**Exercise aim**
Set down word for word the lines that begin the entries and run through the line containing "edg-l, line 1610: remove comment if done". Give nothing further.

Collected data
PR #897, opened 2024-11-04
Make arrays shared cow v2

azteca1998:
## Checklist
- [ ] Linked to Github Issue
- [ ] Unit tests added


src/libfuncs/array.rs
```diff
@@ -1098,128 +1545,292 @@ pub fn build_slice<'ctx, 'this>(
...
         location,
     ));
 
     {
-        let elem_ty = elem_ty.build(context, helper, registry, metadata, &info.ty)?;
-
-        let value = entry.arg(1)?;
-        let value = slice_block.insert_value(context, location, value, slice_start, 1)?;
-        let value = slice_block.insert_value(context, location, value, slice_end, 2)?;
+        // TODO: If shared -> Clone and drop.
```
edg-l, line 1610: remove comment if done

edg-l (approved):

edg-l (approved):

edg-l (dismissed):

src/types/array.rs
```diff
@@ -14,6 +14,11 @@
 //! |   1   | `i32`          | Array end offset[^2].    |
 //! |   2   | `i32`          | Allocated capacity[^2].  |
 //!
+//! The pointer to the allocation (which is **not the data**) contains:
+//!   1. Reference counter.
+//!   2. Padding.
+//!   3. Array data. Its address is the pointer to the data stored in the type.
+//!
```
JulianGCalderon, line 21: I'm not sure I understood it correctly. What do you mean by _allocation_? 

If the index 0 points to the array data, then to calculate the counter, you need to substract (padding + counter size) from the data pointer?

azteca1998: The call to `malloc` returns a pointer, which is the allocation pointer; aka, the pointer pointing to the allocation. This pointer is not what is stored within the array struct.

The allocation pointer has:
  - The reference counter (i32).
  - Padding to align the data.
  - The actual data (the pointer to which is stored in the array struct).

Previously the allocation pointer was the same as the data pointer, but this has been changed. Now, to free the array we need to subtract the offset calculated by the reference counter and the padding. This has been made because most of the time we don't need the reference counter and having to offset the pointer every time would add boilerplate and unnecessary operations.

> If the index 0 points to the array data, then to calculate the counter, you need to substract (padding + counter size) from the data pointer?

Yes.

src/libfuncs/array.rs
```diff
@@ -1237,309 +1846,137 @@ pub fn build_slice<'ctx, 'this>(
     Ok(())
 }
 
-/// Generate MLIR operations for the `span_from_tuple` libfunc.
-pub fn build_span_from_tuple<'ctx, 'this>(
+/// Generate MLIR operations for the `array_len` libfunc.
+pub fn build_len<'ctx, 'this>(
     context: &'ctx Context,
-    registry: &ProgramRegistry<CoreType, CoreLibfunc>,
+    _registry: &ProgramRegistry<CoreType, CoreLibfunc>,
```
gabrielbosio, line 1852: Why we need this unused argument? Can we remove it?

examples/starknet.rs
```diff
@@ -43,6 +45,7 @@ struct TestingState {
 }
 
 #[derive(Debug, Default)]
+#[allow(dead_code)]
```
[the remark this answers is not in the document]
azteca1998: They are not strictly necessary, but they make a few warnings disappear when testing.
The `#[allow(dead_code)]` directives are only in the `examples/` folder and not within the actual codebase.

src/libfuncs/array.rs
azteca1998: Yes, but I'd rather leave it for consistency. All libfunc implementations have the same arguments regardless of whether they're being used or not.

It's convenient when we have to fix something and all the data we need is already available, even if we weren't using it before.

src/libfuncs/array.rs
```diff
@@ -371,720 +423,1115 @@ pub fn build_get<'ctx, 'this>(
...
+        context,
+        CmpiPredicate::Eq,
+        array_capacity,
+        k0,
+        location,
+    ))?;
 
-        // There's no need to clone it since we're moving it out of the array.
-        valid_block.memcpy(context, location, elem_ptr, target_ptr, elem_size);
+    let is_shared = entry.append_op_result(scf::r#if(
```
JulianGCalderon, line 521: Can you reuse the `is_shared` function here?

src/libfuncs/array.rs
```diff
@@ -371,720 +423,1115 @@ pub fn build_get<'ctx, 'this>(
...
+    Single(&'a SignatureAndTypeConcreteLibfunc),
+    Multi(&'a ConcreteMultiPopLibfunc),
+}
+
+/// Generate MLIR operations for the `array_pop_*` libfuncs.
+///
+/// Template arguments:
+///   - Consume: Whether to consume or not the array on failure.
+///   - Reverse: False for front-popping, true for back-popping.
+///   - Multiple: True for multi-popping.
```
JulianGCalderon, line 878: This comment may be outdated, as there is no `MULTIPLE` const argument.

src/libfuncs/array.rs
JulianGCalderon: Aah, you are already doing it. You can ignore this comment.

src/libfuncs/array.rs
```diff
@@ -371,720 +423,1115 @@ pub fn build_get<'ctx, 'this>(
...
 
-    let value = entry.arg(0)?;
+                        block.gep(
+                            context,
+                            location,
+                            array_ptr,
+                            &[GepIndex::Value(offset)],
+                            IntegerType::new(context, 8).into(),
+                        )?
+                    };
```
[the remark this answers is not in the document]
azteca1998: - `array_ptr`: The pointer that is stored in the `!llvm.struct<(ptr, i32, i32, i32)>`. It may or may not point to the data.
  - `data_ptr`: It's `array_ptr + elem_stride * array_start`. It always points to the start of the data. It'll be equivalent to `array_ptr` when `array_start` is zero.

When popping in reverse we start copying data from where the data start and skip the popped elements, thus the start pointer is `data_ptr`. The offset in the cloned array will always be zero (since we're copying the data anyways we'll also defragment it.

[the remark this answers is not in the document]
JulianGCalderon: Aah, I get it now. Thanks

JulianGCalderon (approved):

edg-l (approved):

PR #904, opened 2024-11-12
Remove panic in metadata

FrancoGiachetta:
- [x] src/metadata.rs
- [x] src/metadata/auto_breakpoint.rs
- [x] src/metadata/drop_overrides.rs
- [x] src/metadata/dup_overrides.rs
- [x] src/metadata/gas.rs
- [x] src/metadata/realloc_bindings.rs
- [x] src/metadata/runtime_bindings.rs

There are some other files not mentioned in the list also with some changes (simply adding the `?` keyword where methods returning `Result` are used), but those are due to a change in the free's and alloc's signature (`src/metadata/realloc_bindings.rs`). Which does not mean their unwraps were also removed.

## Checklist
- [ ] Linked to Github Issue
- [ ] Unit tests added

### DIFF
--- a/src/metadata.rs
+++ b/src/metadata.rs
@@ -63,7 +63,7 @@ impl MetadataStorage {
     {
         self.entries.remove(&TypeId::of::<T>()).map(|meta| {
             *(Box::<(dyn Any + 'static)>::downcast::<T>(meta)
-                .)
+                .expect("the given type does not match the actual"))
         })
     }
 
--- a/src/metadata.rs
+++ b/src/metadata.rs
@@ -63,7 +63,7 @@ impl MetadataStorage {
     {
         self.entries.remove(&TypeId::of::<T>()).map(|meta| {
             *(Box::<(dyn Any + 'static)>::downcast::<T>(meta)
-                .expect("the given type does not match the actual"))
+                .)
         })
     }
 
--- a/src/metadata.rs
+++ b/src/metadata.rs
@@ -62,8 +62,9 @@ impl MetadataStorage {
         T: Any,
     {
         self.entries.remove(&TypeId::of::<T>()).map(|meta| {
-            *(Box::<(dyn Any + 'static)>::downcast::<T>(meta)
-                .expect("the given type does not match the actual"))
+            *(Box::<(dyn Any + 'static)>::downcast::<T>(meta).expect(
+                "attempt to downcast a boxed value to a type which does not match the actual",
+            ))
         })
     }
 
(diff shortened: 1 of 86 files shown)


src/metadata.rs
```diff
@@ -61,9 +61,10 @@ impl MetadataStorage {
     where
         T: Any,
     {
-        self.entries
-            .remove(&TypeId::of::<T>())
-            .map(|meta| *(Box::<(dyn Any + 'static)>::downcast::<T>(meta).unwrap()))
+        self.entries.remove(&TypeId::of::<T>()).map(|meta| {
+            *(Box::<(dyn Any + 'static)>::downcast::<T>(meta)
+                .expect("the given type does not match the actual"))
+        })
```
JulianGCalderon, line 67: Shouldn't we also remove the expects in this file?

src/metadata/gas.rs
```diff
@@ -100,17 +102,19 @@ impl GasMetadata {
         Some(
             self.gas_info.function_costs[func]
                 .iter()
-                .map(|(token_type, val)| val.into_or_panic::<usize>() * token_gas_cost(*token_type))
+                .map(|(token_type, val)| (*val as usize) * token_gas_cost(*token_type))
```
JulianGCalderon, line 105: Using `as` can also fail, but it will do so silently. I think it's better to return an error in those cases (a NativeAssert)

JulianGCalderon (changes requested):

src/metadata.rs
FrancoGiachetta: Yes, I did it that way when native_assert still wasn't there, and I totally forgot of changing it. Thanks, I'll change it

src/metadata/gas.rs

**Solution**
PR #897, opened 2024-11-04
Make arrays shared cow v2

azteca1998:
## Checklist
- [ ] Linked to Github Issue
- [ ] Unit tests added


src/libfuncs/array.rs
```diff
@@ -1098,128 +1545,292 @@ pub fn build_slice<'ctx, 'this>(
...
         location,
     ));
 
     {
-        let elem_ty = elem_ty.build(context, helper, registry, metadata, &info.ty)?;
-
-        let value = entry.arg(1)?;
-        let value = slice_block.insert_value(context, location, value, slice_start, 1)?;
-        let value = slice_block.insert_value(context, location, value, slice_end, 2)?;
+        // TODO: If shared -> Clone and drop.
```
edg-l, line 1610: remove comment if done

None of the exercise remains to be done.